Kickaha paced back and forth, frowning, running his fingers through his long red hair.

“Red Orc will know, or at least surmise, that we’ve gotten Roulini’s name and address from Kleist. So he’ll warn Roulini, and they’ll have a trap set for us. He may have been arrogant and overconfident before, but he knows now we’re no pushovers. We’ve given him too hard a time. We won’t be able to get near Roulini, and even if we did, I’ll bet we’d find out that he has no more idea of the true identity or location of Red Orc than Kleist.”

“That’s probably true,” Anana said. “So the only thing to do is to force Red Orc to come into the open.”

“I’m thinking the same thing,” he said. “But how do you flush him out?”

Anana exclaimed, “The Beller!”

Kickaha said, “So far, we don’t know where the Beller is, and, much as I hate to think about it, may never.”

“Don’t say that!” she said. “We have to find him!”

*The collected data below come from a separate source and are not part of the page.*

Issue #279, opened 2017-04-25
Document why we ignore all tests but the first


petertseng:
We should document this somewhere in this track. We may incorporate by reference any other documentation elsewhere in Exercism such as https://github.com/exercism/exercism.io/issues/856, but it is convenient to have it on hand somewhere in this track, so we can explain in what way the Exercism-wide policy affects this track.

This documentation should go in the README (or some suitable place) so it is visible to contributors who may wish to contribute a new exercise.

It would probably also be good to show this in a place visible to students, so they understand why their tests have `#[ignore]` everywhere. Consider placing it in docs/TESTS.md I suppose? https://github.com/exercism/xrust/blob/master/docs/TESTS.md - it shows up on http://exercism.io/languages/rust/tests.

Note that before #266, GETTING_STARTED.md used to say that tests were ignored but **still did not explain why**. Now there is only one test (which is not ignored) in hello-world, so it it is no longer the right place to put this explanation, just providing a bit of history.

I am unsure of whether to nominate this for good first patch. On the one hand, I figure this is a decision with historical context behind it, and the explanation might be best written by someone with that context. On the other hand, the explanation might instead be best written by a newcomer who benefitted from one-test-at-a-time and so can explain it firsthand.

So, feel free to chime in if you have experienced the benefits and want to explain it.

petertseng:
It would probably also be good to show this in a place visible to students. Consider placing it in docs/TESTS.md I suppose? https://github.com/exercism/xrust/blob/master/docs/TESTS.md - it shows up on http://exercism.io/languages/rust/tests.

Note that before #266, GETTING_STARTED.md used to say that tests were ignored but **still did not explain why**. Now there is only one test (which is not ignored) in hello-world, so it it is no longer the right place to put this explanation, just providing a bit of history.

I am unsure of whether to nominate this for good first patch. On the one hand, I figure this is a decision with historical context behind it, and the explanation might be best written by someone with that context. On the other hand, the explanation might instead be best written by a newcomer who benefitted from one-test-at-a-time and so can explain it firsthand.

So, feel free to chime in if you have experienced the benefits and want to explain it.

petertseng:
Hello. There is a paragraph in https://github.com/exercism/docs/blob/master/contributing-to-language-tracks/exercise-test-suites.md added by https://github.com/exercism/docs/pull/34 that explains that some tracks do this, and gives some explanation.

Your contribution might simply be to link to that document in this track's README (or other suitable place).

[...]

PR #359, opened 2017-10-08
Fixes #310 Conform phone number unit test to NANP and updated track to 1.2.0

### LINKED ISSUE #310: Phone number unit test not conforming to README (and neither to NANP)
The README states (correctly according to the [NANP format](https://en.wikipedia.org/wiki/North_American_Numbering_Plan#Modern_plan) that the first digit of the Area and Exchange codes should be in the range 2-9 (so excluding 0 and 1).

However, the unit tests do not conform to this: invalid numbers (e.g. 1234567890) are supposed to be recognized as valid to pass the test. The example solution also does not conform.

Should I create a pull request with a correction or am I getting confused?

vinmaster:


vinmaster:
This is for issue: https://github.com/exercism/rust/issues/310. Please review 😄

petertseng:
> This is for issue: #310

Can you confirm whether the issue is resolved if this PR is merged?

If it is, we need you to use one of the words in https://help.github.com/articles/closing-issues-using-keywords/ in your commit message or your PR description so that the issue will automatically be closed.

If it is not, could you describe briefly in #310 what work will still need to be done after this is merged?

Thank you.

exercises/phone-number/tests/phone-number.rs
```diff
@@ -5,90 +5,70 @@ fn to_some_string(s: &str) -> Option<String> {
...
-    assert_eq!(phone::number("(123) 456-7890"), to_some_string("1234567890"));
+fn test_cleans_the_number() {
+    assert_eq!(
+        phone::number("(223) 456-7890"),
+        to_some_string("2234567890")
+    );
 }
 
 #[test]
-#[ignore]
```
petertseng: please leave the `ignore`s in place, as discussed in https://github.com/exercism/rust/issues/279 and https://github.com/exercism/docs/blob/master/language-tracks/exercises/anatomy/test-suites.md (where it says "In order to provide a better user experience, some language tracks only leave the first test in an exercise test suite active.")

exercises/phone-number/example.rs
```diff
@@ -18,10 +25,14 @@ pub fn area_code(s: &str) -> Option<String> {
 }
 
 pub fn pretty_print(s: &str) -> String {
```
petertseng: since `pretty_print` is no longer being tested, you can and should now remove this function

You also can/should remove area_code

vinmaster:
Thanks for reviewing! I've made the changes mentioned

PR #361, opened 2017-10-10
count ignores

### LINKED ISSUE #352: I don't like having to manually verify that second+later tests are ignored. Can it be automated?
As noted in #279, we ignore all tests except the first.

I don't like having to check by hand whether every new exercise submission has done this.

~~Maybe we can automate it~~ We are automating it in https://github.com/exercism/rust/pull/361 by counting the number of `#[ignore]` lines and ensuring that it is exactly one smaller than the number of `#[test]` lines.

~~By suggestion of a contributor (not myself) another possible way to do it is to run `cargo test` and make sure it says `1 passed; 0 failed`. One disadvantage is it involves having to actually compile and run, whereas counting `ignore` and `test` does not.~~

All current exercises have been fixed so they have exactly one fewer `ignore` line than `test` line.

The remaining task is to add it to Travis CI so that future exercises also receive its benefit.

petertseng:
I don't like having to compare the number of tests and ignores manually,
so this script helps with that.

Closes #352.

### DIFF
--- a/.travis.yml
+++ b/.travis.yml
@@ -2,6 +2,7 @@
 language: rust
 script:
 - "./_test/check-exercises.sh"
+- "sh ./_test/count-ignores.sh"
 - "./bin/fetch-configlet"
 - "./bin/configlet lint ."
 sudo: false
--- a/_test/count-ignores.sh
+++ b/_test/count-ignores.sh
@@ -1,0 +1,16 @@
+#!/bin/sh
+
+dir=$(dirname $(dirname $0))
+exitcode=0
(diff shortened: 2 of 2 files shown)


ijanos:
I would love to see this in the CI

petertseng:
I hate to decide to act in contravention of my own policy on the spot by merging without Approval (in the GitHub sense), but given that I need this to review other PRs, my ability to maintain this track is impaired without this merged.

I request faster Approvals (in the GitHub sense).

PR #362, opened 2017-10-10
Fixed inaccurate test/ignores.

f3rn0s:
After creating a script to count tests/ignore amounts, this is a fix for the incorrect exercises.

#352

### DIFF
--- a/exercises/say/tests/say.rs
+++ b/exercises/say/tests/say.rs
@@ -14,7 +14,7 @@ fn test_zero() {
 //
 /*
 #[test]
-#[ignoe]
+#[ignore]
 fn test_negative() {
     assert_eq!(say::encode(-1), String::from("won't compile"));
 }
--- a/exercises/say/tests/say.rs
+++ b/exercises/say/tests/say.rs
@@ -13,10 +13,14 @@ fn test_zero() {
 // If the below test is uncommented, it should not compile.
 //
 /*
-#[test]
-fn test_negative() {
-    assert_eq!(say::encode(-1), String::from("won't compile"));
-}
+
+ #[test]
+ #[ignore]
+ #[should_panic]
+ fn test_negative() {
+     assert_eq!(say::encode(-1), String::from("won't compile"));
+ }
+
 */
 
 #[test]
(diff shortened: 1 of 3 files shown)


exercises/say/tests/say.rs
```diff
@@ -13,13 +13,18 @@ fn test_zero() {
 // If the below test is uncommented, it should not compile.
 //
 /*
-#[test]
-fn test_negative() {
-    assert_eq!(say::encode(-1), String::from("won't compile"));
-}
+
+ #[test]
```
petertseng: this is changing more lines than I expect it to change. A space got added before each line. That makes it hard to understand what changed, since now each line of this test is marked as a changed line. If this change (add space to each line) needs to be made for some reason, it would want to be a separate commit

exercises/say/tests/say.rs
```diff
@@ -13,13 +13,18 @@ fn test_zero() {
...
+ #[ignore]
+ #[should_panic]
```
petertseng: I'm unsure `should_panic` makes sense, since who can say whether the test should panic if it doesn't even compile? I would not add such a line.

I kind of wish Rust would have a `#[should_not_compile]` or something, but that is something to bring up with the Rust project, Is uppose

petertseng: > I kind of wish Rust would have a `#[should_not_compile]`

That is https://github.com/laumann/compiletest-rs apparently. a project for another day (and probably not something we can make students download)

exercises/say/tests/say.rs
```diff
@@ -15,8 +15,6 @@ fn test_zero() {
 /*
 
  #[test]
- #[ignore]
```
petertseng: the `#[ignore]` should still be added, right? should not be removed

exercises/say/tests/say.rs
```diff
@@ -15,6 +15,7 @@ fn test_zero() {
 /*
 
  #[test]
+ #[ignoe]
```
petertseng: spelled wrong

petertseng:
Thanks!

PR #363, opened 2017-10-10
Added ignore/tests counter

f3rn0s:
Created a bash script that when run will find invalid test files.

Automates according to #352

### DIFF
--- a/count_ignores.sh
+++ b/count_ignores.sh
@@ -1,0 +1,40 @@
+current_dir=$(pwd)
+
+cd exercises
+
+for exercise_name in *
+do
+
+#Get filename
+file_name="$exercise_name/tests/*.rs"
+
+#Commented tests
+comment_test_num=$(cat $file_name | grep "// \#\[test\]" | wc -l)
+
+#Number of tests
+test_num=$(cat $file_name | grep "\#\[test\]" | wc -l)
+test_num=$(($test_num - $comment_test_num))
+
+#Commented ignores
+comment_ignore_num=$(cat $file_name | grep "// \#\[ignore\]" | wc -l)
+
+#Number of ignores
+ignore_num=$(cat $file_name | grep "\#\[ignore\]" | wc -l)
+ignore_num=$(($ignore_num - $comment_ignore_num))
+
+#Number of tests minus 1 should be the number of ignores
+compare=$(($test_num - 1))
+
+#Print logic
+if [ "$compare" -eq "$ignore_num" ]
+then
+    #Valid
+    echo -n
+else
+    echo "$file_name : "
+    echo "Tests: $test_num"
+    echo "Ignores: $ignore_num"
+fi
+done
+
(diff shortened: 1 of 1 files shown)


count_ignores.sh
```diff
@@ -0,0 +1,40 @@
+current_dir=$(pwd)
+
+cd exercises
```
petertseng: because this always does `cd exercises`, the caller of this script must be at the root of https://github.com/exercism/rust when running it, which is more disadvantageous compared to being able to run it anywhere

count_ignores.sh
```diff
@@ -0,0 +1,40 @@
...
+
+#Get filename
+file_name="$exercise_name/tests/*.rs"
+
+#Commented tests
+comment_test_num=$(cat $file_name | grep "// \#\[test\]" | wc -l)
+
+#Number of tests
+test_num=$(cat $file_name | grep "\#\[test\]" | wc -l)
+test_num=$(($test_num - $comment_test_num))
```
petertseng: could consider counting those number of lines for which `#[test]` is the first thing on the line (possibly preceded by some number of spaces), rather than taking all lines with `#[test]` anywhere on them and subtracting the comments.

count_ignores.sh
```diff
@@ -0,0 +1,40 @@
...
+
+#Commented ignores
+comment_ignore_num=$(cat $file_name | grep "// \#\[ignore\]" | wc -l)
+
+#Number of ignores
+ignore_num=$(cat $file_name | grep "\#\[ignore\]" | wc -l)
+ignore_num=$(($ignore_num - $comment_ignore_num))
```
petertseng: could consider counting those number of lines for which `#[ignore]` is the first thing on the line (possibly preceded by some number of spaces), rather than taking all lines with `#[ignore]` anywhere on them and subtracting the comments.

count_ignores.sh
```diff
@@ -0,0 +1,40 @@
...
+cd exercises
+
+for exercise_name in *
+do
+
+#Get filename
+file_name="$exercise_name/tests/*.rs"
+
+#Commented tests
+comment_test_num=$(cat $file_name | grep "// \#\[test\]" | wc -l)
```
petertseng: It is probably preferable to `grep PATTERN FILE` rather than `cat FILE | grep PATTERN`, right? Is there a difference between the two?

count_ignores.sh
```diff
@@ -0,0 +1,40 @@
...
+
+#Print logic
+if [ "$compare" -eq "$ignore_num" ]
+then
+    #Valid
+    echo -n
+else
+    echo "$file_name : "
+    echo "Tests: $test_num"
+    echo "Ignores: $ignore_num"
```
petertseng: it would be good if the script would exit nonzero if any file were found to have an unexpected number of `ignore` lines. That will make it usable in CI.

PR #364, opened 2017-10-12
Implement exercise collatz-conjecture

jgilray:


jgilray:
My first ported exercise.  I think everything went fine (thanks to @NobbZ for the help with rebase), but I am confused about the "WIP commit" being automatically removed.  That didn't seem to happen.

jgilray:
In this doc: https://github.com/exercism/docs/blob/master/you-can-help/implement-an-exercise-from-specification.md it seems to indicate that the empty commit would be removed, but maybe I needed to squash my two commits?  Still learning!

petertseng:
Thanks. While my allowed time is up and thus I won't be able to review the code, I can at least answer the question of removing the commit.

As I understand it, a regular rebase (a rebase without any other flags) does not remove any commits (well, okay, it removes merge commits, but those aren't under discussion here). In contrast, an interactive rebase by default will remove empty commits (since it will comment them out when it asks you to edit the commit list).

jgilray:
OK, I squashed the empty commit and the real commit into one commit.  One confusion: there is a lot written about using configlet generate to update the README.md.  I assumed that since the description in problem-speficiations was correct I didn't need to do that, is that correct?

petertseng:
> update the README.md. I assumed that since the description in problem-speficiations was correct I didn't need to do that, is that correct?

README.md for collatz-conjecture needs to be present in this repository. Two reasons:

* The student will only receive files that are in this repository, and we would like students to receive a README.md so they may refer to it
* (using hello-world as an example) the page http://exercism.io/exercises/rust/hello-world/readme uses the exact contents of README.md in this repository, and we would like that page to have the correct content

jgilray:
I created ```README.md``` with ```configlet generate . --only collatz-conjecture```

jgilray:
I **believe** that I have done everything needed to port the problem, looking forward to reviews.

jgilray:
Did another squash to make it look like a single commit

jgilray:
OK, now I think I made a mistake, I did a ```git merge upstream/master``` while I was in the collatz-conjecture branch... (I forgot to switch to master).  Oops... what to do now??

jgilray:
Did some reading... can I just do a git reset on my branch and push again?

petertseng:
> Did some reading... can I just do a git reset on my branch and push again

Sure, `git reset --hard cd2cd2da5bf87b009646023747901dd59aefc079`, followed by a push, will do.

jgilray:
OK thanks @petertseng, Done.  I hope everything is copacetic now

exercises/collatz-conjecture/example.rs
```diff
@@ -0,0 +1,13 @@
+// return Ok(x) where x is the number of steps required to reach 1
+pub fn collatz(n: u64) -> Result<u64, &'static str> {
+    if n == 0 {
+        return Err("Only positive numbers are allowed");
```
petertseng: For the purposes of consistency with the `else` case, the `return` and semicolon should be removed here.

exercises/collatz-conjecture/example.rs
```diff
@@ -0,0 +1,13 @@
...
+    } else if n == 1 {
+        return Ok(0);
```
petertseng: For the purposes of consistency with the `else` case, the `return` and semicolon should be removed here.

exercises/collatz-conjecture/example.rs
```diff
@@ -0,0 +1,13 @@
...
+    } else {
+        Ok(1 + match n % 2 {
+            0 => collatz(n / 2).unwrap(),
```
petertseng: Optional: it is a little unfortunate that these `unwrap` are needed. Since we know that non-zero inputs won't result in non-zero outputs, it would be possible to take advantage of it with a non-`pub` function that is `u64 -> u64`.

I will leave it to you whether you wish to actually do that.

config.json
```diff
@@ -68,6 +68,16 @@
       ]
     },
     {
+      "uuid": "f9afd650-8103-4373-a284-fa4ecfee7207",
+      "slug": "collatz-conjecture",
+      "core": false,
+      "unlocked_by": null,
+      "difficulty": 1,
+      "topics": [
+        "error handling with Result<T, E>"
```
petertseng: We only used the topic `Result` in most[1] other exercises that use `Result`. It seems it would be better to be consistent. But I can't point to any documentation that says "topics must be consistent within a track" (can anyone find any such documentation), so I have no ground to stand on with such a request.

[1]: I say "most" rather than "all" because roman-numerals uses `results`

petertseng: My question about placing an exercise with `result` in this position: In https://github.com/exercism/rust/pull/219 we made an explicit choice to put an exercises that uses `panic` before any exercise that uses `result`:

> I thought it would be nice to get some exposure to `panic` before
introducing `result` in the Hamming exercise.

So now the question is: If this desire is still valid, it should be that `collatz-conjecture` should be placed at least after `grains`.
If the desire is no longer valid for some reason, all we need is to record that decision here, about why it is no longer valid.

exercises/collatz-conjecture/src/lib.rs
```diff
@@ -0,0 +1,7 @@
+// return Ok(x) where x is the number of steps required to reach 1
+pub fn collatz(n: u64) -> Result<u64, &'static str> {
+    if n == 0 {
+        return Err("Only positive numbers are allowed");
```
petertseng: Is it OK to provide this code to the student, rather than simply providing only the function signature and letting the student fill in the entirety of the body? If the code is provided, a disadvantage is that the student doesn't need to do any work (and therefore doesn't get the experience of learning-by-doing) to get the `test_0` to pass.

exercises/collatz-conjecture/tests/collatz-conjecture.rs
```diff
@@ -0,0 +1,32 @@
...
+#[test]
+#[ignore]
+fn test_1000000() {
+    assert_eq!(Ok(152), collatz(1000000));
+}
+
+#[test]
+#[ignore]
+fn test_0() {
+    assert_eq!(Err("Only positive numbers are allowed"), collatz(0));
```
petertseng: Depending on the answer to whether the `return Err(...)` should be provided, I would think we would only want to test `is_err` on the returned error, to allow the freedom to choose what the `Err` value is.

config.json
jgilray: Until others chime in, I left config.json alone.  I like having this exercise fairly early as it can help students start to look at Result and Option as well.  Of course I will move the exercise if that is the concensus.

exercises/collatz-conjecture/src/lib.rs
jgilray: As an early exercise, I think leaving this in is the easiest way to show how Result is used.  The student still needs to figure out how to return Ok().

exercises/collatz-conjecture/tests/collatz-conjecture.rs
jgilray: Agreed, but see my comment above.

jgilray:
Thanks @petertseng for your thought-provoking review.  I appreciate the time and effort you put in here!

config.json
petertseng: > Of course I will move the exercise if that is the concensus.

Very well, then my contribution to it will be to suggest placing it between grains and hamming. It seems to require fewer mental switches to go from panic -> result -> result than result -> panic -> back to result.

exercises/collatz-conjecture/example.rs
```diff
@@ -0,0 +1,21 @@
...
+            _ => collatz_positive(n * 3 + 1)
+        }
+    }
+}
+
+// return Ok(x) where x is the number of steps required to reach 1
+pub fn collatz(n: u64) -> Result<u64, &'static str> {
+    if n < 1 {
+        Err("Only positive numbers are allowed")
+    } else if n == 1 {
```
petertseng: I have high confidence this `else if n == 1` is not necessary. Let me know if I am wrong on that.

exercises/collatz-conjecture/src/lib.rs
petertseng: Since I have no knowledge of how to best teach students something, I will simply accept this since I don't know any better. That means my only constraint is: Since this is provided, it must be placed before any other exercise with `Result` (since they won't provide it). If it were removed, there would be more freedom of placement.

exercises/collatz-conjecture/tests/collatz-conjecture.rs
petertseng: I changed my mind. Even though we are leaving `return Err("Only positive...")` in, I still say this test should only check `is_err`, since I am considering the habits it may instill, and I don't want to instill the habit of checking exact string error messages.

exercises/collatz-conjecture/example.rs
jgilray: If I remove the else, then I must use "return Err(..." in the clause above.

config.json
jgilray: Done!

jgilray:
I think I've made all the changes that @petertseng requested.  Thanks again for the review.  Next I'm going to port this exercise to the Racket track.

exercises/collatz-conjecture/example.rs
petertseng: I agree that what you say is true, but I am still thinking lines 16 and 17 are not necessary.

jgilray:
final (?) squash down to one commit

petertseng:
Thank you for implementing this exercise for our track!

jgilray:
Thanks @petertseng, I very much appreciate your assistance.  Let me know if there is anything I can do to help in the future.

Her determination, he knew, did not originate from concern for the inhabitants of Earth. She was terrified only that the Bellers might one day become powerful enough to gate from Earth into other universes, the pocket worlds owned by the Lords. She was concerned only for herself and, of course, for him. Perhaps for Luvah, the wounded brother left behind to guard Wolff’s palace. But she would never be able to sleep easily until she was one hundred percent certain that no Bellers were alive in the one thousand and eight known universes. Nor would Red Orc sleep any more easily.

Kickaha tied Kleist’s hands behind him, tied his feet together, and taped his mouth. Anana could not understand why he didn’t just kill the man. Kickaha explained, as he had done a number of tunes, that he would not do so unless he thought it was necessary. Besides, they were in enough trouble without leaving a corpse behind them.

After removing Kleist’s wallet, he put him in the closet. “He can stay there until tomorrow when the cleaning woman comes in. But I think we’ll move on. Let’s go across the street and eat. We have to put something in our bellies.”

They walked across the street at the corner, and went down half a block to the restaurant. They got a booth by the window, from which he could see the motel.

While they were eating, he told her what his plans were. “A Lord will come as swiftly for a pseudo-Beller as for the real thing, because he won’t know for sure which is which. We make our own Beller and get some publicity, too, and so make sure that Red Orc finds out about it.”

“There’s still a good chance that he won’t come personally,” she said.

“How’s he going to know whether or not the Beller is for real unless he does show?” he said. “Or has the Beller brought to him.”

“But you couldn’t get out then!” she said.

“Maybe I couldn’t get out, but I’m not there yet. We’ve got to play this by ear. I don’t see anything else to do, do you?”

They rose, and he stopped at the register to pay their bill. Anana whispered to him to look through the big plate glass window at the motel. A police car was turning into the motel grounds.

Kickaha watched the two policemen get out and look at the license plate on the rear of the Rolls. Then one went into the manager’s office while the other checked out the Rolls. In a moment, the officer and the manager came out, and all three went into the motel room that Anana and Kickaha had just left.